▸ TASK DETAILS: This exercise calls for every line of the listing below that contains the word "import".

▸ SUPPLIED DATA:
PR #231, opened 2015-12-30
HAWQ-295. New metadata flush strategy remove 1 entry every time flush due to flush condition wrong.

stanlyxiang:
please reviews, thanks.

### DIFF
--- a/src/backend/cdb/cdbmetadatacache_process.c
+++ b/src/backend/cdb/cdbmetadatacache_process.c
@@ -443,7 +443,7 @@ ProcessMetadataCacheCheck()
             DestroyHdfsFileInfo(file_info);
             total_remove_files++;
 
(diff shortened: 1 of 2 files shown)


src/backend/cdb/cdbmetadatacache_process.c
```diff
@@ -443,7 +443,7 @@ ProcessMetadataCacheCheck()
             DestroyHdfsFileInfo(file_info);
             total_remove_files++;
 
-            double cache_entry_ratio = hash_get_num_entries(MetadataCache) / metadata_cache_max_hdfs_file_num;
+            double cache_entry_ratio = (hash_get_num_entries(MetadataCache) * 1.0) / metadata_cache_max_hdfs_file_num;
```
huor: It would be better to use:
double cache_entry_ratio = ((double) hash_get_num_entries(MetadataCache)) / metadata_cache_max_hdfs_file_num;

huor:
The fix looks good. +1

PR #233, opened 2015-12-30
HAWQ-294. Rename prefix of logs in pg_log from gpdb-xxx to hawq-xxx

huor:


linwen:
Looks good.

radarwave:
Looks good to me.

PR #234, opened 2015-12-31
HAWQ-297. Double check hdfs and split length equals to metadata logic…

zhangh43:
… length.
for each table, we store file logic length in pg_aoseg metadata table.
when scanning tables, we obtain blocks information from HDFS(or cache)
we need to ensure the file length in HDFS equals to the logic length of file in pg_aoseg.
Again, we also need to ensure after we assign each blocks to virtual segments, the total length of splits equals to the logic length of file in pg_aoseg.


yaoj2:
+1

wengyanqing:
Looks good.

PR #235, opened 2015-12-31
HAWQ-70. Refetch file's all block locations when partly hit metadata …

wengyanqing:
re-fetch file's all block locations, because hdfs will give incorrect result when fetch partly


zhangh43:
+1 LGTM

yaoj2:
+1

PR #236, opened 2015-12-31
Hawq 165

hornn:
Most of the changes are indentations and simple replacement of "private Log" by "private static final LOG".
There are also a few javadoc changes, where I spotted missing documentation.

Notable changes: 
2 unittests where the Log output was tested. The mocking of the Log element had to be changed after it became static final. The interesting classes are all in the second commit.
* RecordKeyAdapterTest - mock was changed to use         Whitebox.setInternalState(RecordkeyAdapter.class, LOG);
* ProfilesConf - the Log variable was not changed to static because this is a singleton element, so all variables will be created once anyway. The problem with changing it to static was that Whitebox.setInternalState fails because the instance is only created on first access (lazy initialization), so at the time of the setup of the test it cannot be set, so I left it as only private.

### DIFF
--- a/contrib/hawq-hadoop/hawq-mapreduce-tool/.gitignore
+++ b/contrib/hawq-hadoop/hawq-mapreduce-tool/.gitignore
@@ -1,2 +1,3 @@
 target/
 test-data/*/output
+lib/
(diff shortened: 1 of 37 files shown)


shivzone:
+1 Really good job on this

PR #5033, opened 2022-04-14
Remove conflicting spacegrep license

nmote:
The LICENSE at the root of the repository should be referred to instead

PR checklist:

- [x] Changelog is up-to-date


nmote:
I chose not to update the changelog since I'm not sure how relevant this is to users, since I believe the license at the root was intended to be the license to begin with, but let me know if I should.

mjambon (approved):

PR #5034, opened 2022-04-14
[Swift] Convert member and prefix expressions to the Generic AST

nmote:
There are three unusual things in this PR that I would like to draw attention to:
* `Thing<Int>.foo` is parsed as two comparison expressions. I implemented the mapper for comparison expressions so that this example would pass, even though the ambiguity should almost certainly be resolved differently. I added a TODO to the test file.
* I added two uses of `OtherExpr`:
  * The first is for implicit member expressions, which are mentioned in the test plan. I don't believe that `.foo` should be treated like a custom operator, since it semantically is a `DotAccess`, just without an explicit target.
  * The second is for an explicit member expression where the target is a type, such as `Dictionary<Int, Int>.foo`. Perhaps there's a way to convert that into a legitimate expression, but it wasn't obvious to me.

Test plan:

The automated tests, plus manual inspection of the Generic AST produced for each of these constructs. For example:

`.foo;`
results in
```
Pr(
  [ExprStmt(
     DotAccess(OtherExpr(("Implicit", ()), []), (),
       FN(
         Id(("foo", ()),
           {id_info_id=1; id_hidden=false; id_resolved=Ref(None); id_type=Ref(None); id_svalue=Ref(None); }))), ())])
```

PR checklist:

- [x] Changelog is up-to-date

### DIFF
--- a/semgrep-core/tests/swift/parsing/expressions.swift
+++ b/semgrep-core/tests/swift/parsing/expressions.swift
@@ -68,3 +68,36 @@ UserType<Int>(bar);
 
 [Int] { x in y };
 [Thing<Int>] { x in y };
+
+// Navigation expressions:
+
+5.foo;
+Int.foo;
+// TODO This is parsed as two comparison expressions. That's most likely wrong.
+Thing<Int>.foo;
+Thing<Int, String>.foo;
+// TODO This is parsed as a navigation expression where the first part is an
+// expression rather than an array type. Figure out if that's the correct
+// resolution to the ambiguity.
+[Int].5;
+[Thing<Int>].5;
+// TODO This is parsed as a navigation expression where the first part is an
+// expression rather than a dict type. Figure out if that's the correct
+// resolution to the ambiguity.
+[Int: Int].42;
+[Int: Thing<Int>].42;
+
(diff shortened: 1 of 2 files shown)


semgrep-core/tests/swift/parsing/expressions.swift
```diff
@@ -68,3 +68,36 @@ UserType<Int>(bar);
...
+
+++5;
+--5;
+-5;
++5;
+!5;
+&5;
+~5;
+.foo;
+.5;
```
nmote, line 100: I believe GitHub is right that this is a syntax error. The suffix for an implicit member expression should always be an identifier. However, currently the grammar allows this.

nmote:
Unfortunately it looks like I've found another construct that leads the Swift parser into an infinite loop in CI but not on my machine... Back to draft until I figure out which one it is.

aryx (approved):

nmote:
Rebased over #5048 which addresses the hang

nmote:
The benchmark issue seems to be spurious. It also happened on https://github.com/returntocorp/semgrep/pull/5049, which only changed comments.

PR #5044, opened 2022-04-18
fix: workaround for setting git safe.directory

brendongo:
After git was updated to 2.35.2 with a security fix, we were seeing
https://github.com/actions/checkout/issues/766 since the user running semgrep
in docker is not the user who copied the repository. Suggested workaround of
calling `git config --global --add safe.directory "$GITHUB_WORKSPACE"` was used

PR checklist:

- [ ] Changelog is up-to-date

### DIFF
--- a/semgrep/semgrep/cli.py
+++ b/semgrep/semgrep/cli.py
@@ -1,4 +1,7 @@
 #!/usr/bin/env python3
+import os
+import subprocess
+
 import click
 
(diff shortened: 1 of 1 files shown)


underyx (approved):

brendongo:
Workaround works: https://github.com/returntocorp/semgrep-app/runs/6068054904?check_suite_focus=true

PR #5048, opened 2022-04-19
Update semgrep-swift to latest

nmote:
See https://github.com/returntocorp/ocaml-tree-sitter-semgrep/pull/298

Test plan: Automated tests

PR checklist:

- [x] Changelog is up-to-date


nmote:
I rebased #5034 atop this and it has fixed the infinite looping behavior we observed in CI. However, I'm still puzzled about *why* it got into the state where it looped, and why it only happened in CI. We should make sure to test the constructs in question to make sure they are parsed correctly, when we get to that point.

aryx (approved):

Issue #4281, opened 2021-11-14
License confusion


nightwatchcyber:
The licensing for semgrep CLI (not the rules) seems to be LGPL as indicated here:
https://github.com/returntocorp/semgrep/blob/develop/LICENSE
https://pypi.org/project/semgrep/
https://semgrep.dev/docs/faq/

However, within the source there are other licenses that appear such as AGPL, Apache and GPL, and some of this code is shipped with semgrep (such as spacegrep):
https://github.com/returntocorp/semgrep/blob/develop/semgrep-core/src/spacegrep/LICENSE
https://github.com/returntocorp/semgrep/blob/develop/semgrep-core/src/engine/Test_comby.ml
https://github.com/returntocorp/semgrep/blob/develop/semgrep-core/tests/java/parsing/Ghidra2.java

Can someone clarify what the actual license is?

Thanks

nbrahms:
@ievans @mjambon @aryx can y'all work together to resolve these discrepancies?

ievans:
Hi @nightwatchcyber, 

The source for semgrep itself (this repository) is LGPL-2.1 licensed, but as you mention we embed many different sub-repositories which have different licenses. More permissive licenses such as Apache and MIT are well-understood to not pose a problem in such a project, but others, for instance AGPL, do. Fortunately our company (r2c) is the copyright holder by virtue of being the original author of spacegrep, so we are able to license it for use in Semgrep under LGPL even though the "standalone" license is AGPL.

This is admittedly not at all explicit, and there are a few tasks I'm tracking already in terms of double-checking on the dependency licenses and making our own license selection consistent. I will add this to the queue, but if it is a time-sensitive issue for you or your team feel free to email me (I'm isaac@ the r2c domain name).

ievans:
This is in progress!

tapdiego-amzn:
Hi, wondering if there's any news on this?

ievans:
@tapdiego-amzn we provided an update on our community Slack a few weeks ago--tl;dr still a work in progress

ievans:
@aryx going to re-open until I've had a chance to verify

ievans:
@aryx @tapdiego-amzn @nightwatchcyber we found a few license headers that indeed appeared to contradict the overall license and tracked those down with the original contributors. Thanks for the pings. I can verify we are now fully LGPL for redistributed Semgrep.

[...]

PR #5096, opened 2022-04-27
Use latest pfff with only LGPL code

aryx:
Also remove linking exception clause for now.

test plan:
git grep GPL in semgrep-core/src/pfff/ and check if
remaining GPL (vs LGPL) files

PR checklist:

- [x] Changelog is up-to-date


aryx:
This will help https://github.com/returntocorp/semgrep/issues/4281

aryx:
CI failures are unrelated

PR #5098, opened 2022-04-27
[refactor] reduce core_output.py a bit more

aryx:
test plan:
make test

PR checklist:

- [x] Changelog is up-to-date


aryx:
After that I'll go after removing CoreMatch (and just reuse core.Match),
and the other simple wrappers in this file.

aryx:
A difference between CoreMatch and core.Match is that the second one just a rule_id instead of a rule.
@emjin do you think we can just replace CoreMatch by core.Match and pass around the rule_table in code using CoreMatch
so they can access the Rule from the rule_id?

aryx:
merging this @emjin , so you can start from there to remove also CoreTimingXxxx

PR #5101, opened 2022-04-28
Switch to RuleId instead of Rule for profiling.py

aryx:
This is part of the work to reduce core_output.py
by using directly types from output_from_core.py

test plan:
make test

PR checklist:

- [x] Changelog is up-to-date


aryx:
This PR is needed to simplify CoreRuleTiming in core_output.py down the road.

PR #5116, opened 2022-04-29
feat(ci): print all output by default

### LINKED ISSUE #5069: Flag to make audit findings visible in semgrep ci output
`semgrep ci` hides the findings from audit column rules. While for PR scans it makes sense to hide these, for full scans users might want to export the finding data (--json)

Expose a `--show-audit-findings` flag that shows the non-blocking audit rules in the output of `semgrep ci`

** Additional Context **
Right now semgrep.dev rule board has three columns: audit, non-blocking notify, blocking. For now `semgrep ci` only includes the blocking findings in the output. We will want to have non-blocking notify always visible in the output and this flag will be to control the visibility of the audit column.

brendongo:
Previously we were only printing out findings from blocking
rules in semgrep ci. This change prints out all findings by
default.

PR checklist:

- [x] Changelog is up-to-date


brendongo:
Closes https://github.com/returntocorp/semgrep/issues/5069

semgrep/semgrep/output.py
```diff
@@ -329,7 +324,7 @@ def output(
             else:
                 if output:
                     try:
-                        print(output, file=self.stdout)
```
brendongo, line 332: @underyx This was causing findings to not appear in test_ci stdout (it was bypassing CliRunner.invoke's stdout capture). We were checking findings with the network capture part of the test but thought would be nice to have test for --json output and regular output with this PR. Looks like we never use the stdout stderr args of OutputHandler anyway so I think this is fine

PR #5124, opened 2022-05-02
tainting: Optimize the test that checks for taint labels

IagoAbal:
To know that e.g. an expression is a source of taint, we check whether
its range is in a list of pre-computed source ranges. This test may be
performned millions of times for each taint rule, so any small cost ends
up slowing things down noticeably.

test plan
% make test
% semgrep-core -lang java -rules taint.yaml stress-test-monorepo/repos/intellij-community
    ^ at least ~30s or 1.2x faster after this change, and running N taint
    ^ rules would multiply the cost by N!
    ^ where taint.yaml is just a dummy taint rule:
```
rules:
  - id: test-rule
    languages:
      - java
    message: Test
    mode: taint
    pattern-sources:
      - pattern: user_input
    pattern-sinks:
      - pattern: sink(...)
    severity: WARNING
```

PR checklist:

- [x] Changelog is up-to-date

### DIFF
--- a/semgrep-core/src/engine/Match_tainting_rules.ml
+++ b/semgrep-core/src/engine/Match_tainting_rules.ml
@@ -98,9 +98,10 @@ let any_in_ranges rule any rwms =
    * the AST at some point. *)
   match Visitor_AST.range_of_any_opt any with
   | None ->
-      logger#debug
-        "Cannot compute range, there are no real tokens in this AST: %s"
-        (G.show_any any);
+      if any <> G.Anys [] then
+        logger#info
+          "Cannot compute range, there are no real tokens in this AST: %s"
+          (G.show_any any);
       []
   | Some (tok1, tok2) ->
       let r = Range.range_of_token_locations tok1 tok2 in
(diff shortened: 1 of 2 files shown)


semgrep-core/src/engine/Match_tainting_rules.ml
```diff
@@ -98,9 +98,10 @@ let any_in_ranges rule any rwms =
    * the AST at some point. *)
   match Visitor_AST.range_of_any_opt any with
   | None ->
-      logger#debug
-        "Cannot compute range, there are no real tokens in this AST: %s"
-        (G.show_any any);
+      if any <> G.Anys [] then
```
aryx, line 105: there's a few places where we don't have a token, see Metavariable.ml

  (* Those can be now empty with $...XXX metavariables.
   * coupling: if you add more constructors that allow an empty content,
   * you may need to modify JSON_report.range_of_any to not get
   * some NoTokenLocation exn.
   *)
  | Ss of AST_generic.stmt list
  | Args of AST_generic.argument list
  | Params of AST_generic.parameter list
  | Xmls of AST_generic.xml_body list


so I guess you could check for those too.

or maybe this can never happen.

aryx (approved):

semgrep-core/src/engine/Match_tainting_rules.ml
IagoAbal: Good question. I added a clarification comment. This is because I convert `orig` into `any` just for the purpose of checking for taint labels, and `NoOrig` becomes `Any []`, so there are a lot of those pointless warnings.

PR #5127, opened 2022-05-02
Fix mypy error with most recent requests version

underyx:
The latest requests typings don't allow setting a header to None
(even though the functionality still works).
This commit removes the only usage of this feature.

PR checklist:

- [ ] Changelog is up-to-date

### DIFF
--- a/semgrep/semgrep/app/metrics.py
+++ b/semgrep/semgrep/app/metrics.py
@@ -10,6 +10,7 @@ from typing import Sequence
 from urllib.parse import urlparse
 
 import click
+import requests
 
 from semgrep.app import app_session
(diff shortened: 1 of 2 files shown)


brendongo (approved):

nbrahms (dismissed):
This seems to be changing the functionality (viz., we're now sending auth tokens).

IMO the desired behavior is to _not_ send auth tokens when auth is unnecessary.

brendongo:
> IMO the desired behavior is to not send auth tokens when auth is unnecessary.

@nbrahms isnt that what this PR is doing?

underyx:
not needed after the changes in https://github.com/returntocorp/semgrep/pull/5288

PR #5133, opened 2022-05-03
put back fingerprint: and path: in results.json

aryx:
This allows to sanity check that those JSON follows the ATD spec
for semgrep JSON output

test plan:
make test

PR checklist:

- [x] Changelog is up-to-date


semgrep/tests/e2e/snapshots/test_dependency_aware_rules/test_dependency_aware_rules/rulesdependency_awaremonorepo.yaml-dependency_awaremonorepo/results.json
```diff
@@ -14,12 +14,12 @@
     {
       "check_id": "rules.dependency_aware.js-sca",
       "end": {
-        "col": 6,
-        "line": 1,
-        "offset": 5
+        "col": 0,
```
aryx, line 17: @mmcqd not sure what's going on here, but it looks mostly like a reordering of the JSON. It looks mostly equivalent otherwise. Not sure why the modification in conftest.py (not removing the path: and fingerprint: field) has an impact on this.

PR #5135, opened 2022-05-03
Move Semgrep_scan_output_v1.atd to shared repo semgrep-interfaces

aryx:
test plan:
make test

PR checklist:

- [x] Changelog is up-to-date


semgrep/semgrep/app/metrics.py
```diff
@@ -254,7 +255,9 @@ def send(self) -> None:
                 METRICS_ENDPOINT,
                 json=self.as_dict(),
                 # metrics ingestion shouldn't see auth tokens
-                headers={"Authorization": None},
+                # TODO: weird, we get a mypy error only in CI, and only
```
aryx, line 258: @brendongo I have no idea why I need this cast() here, and why it's needed only for CI.
Locally I don't need it. also I have no idea why I need to add this cast only now after I've added submodules=true
above in the pre-commit workflow.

▸ RESPONSE BELOW:
+import os
+import subprocess
 import click
@@ -10,6 +10,7 @@ from typing import Sequence
 from urllib.parse import urlparse
 import click
+import requests
 from semgrep.app import app_session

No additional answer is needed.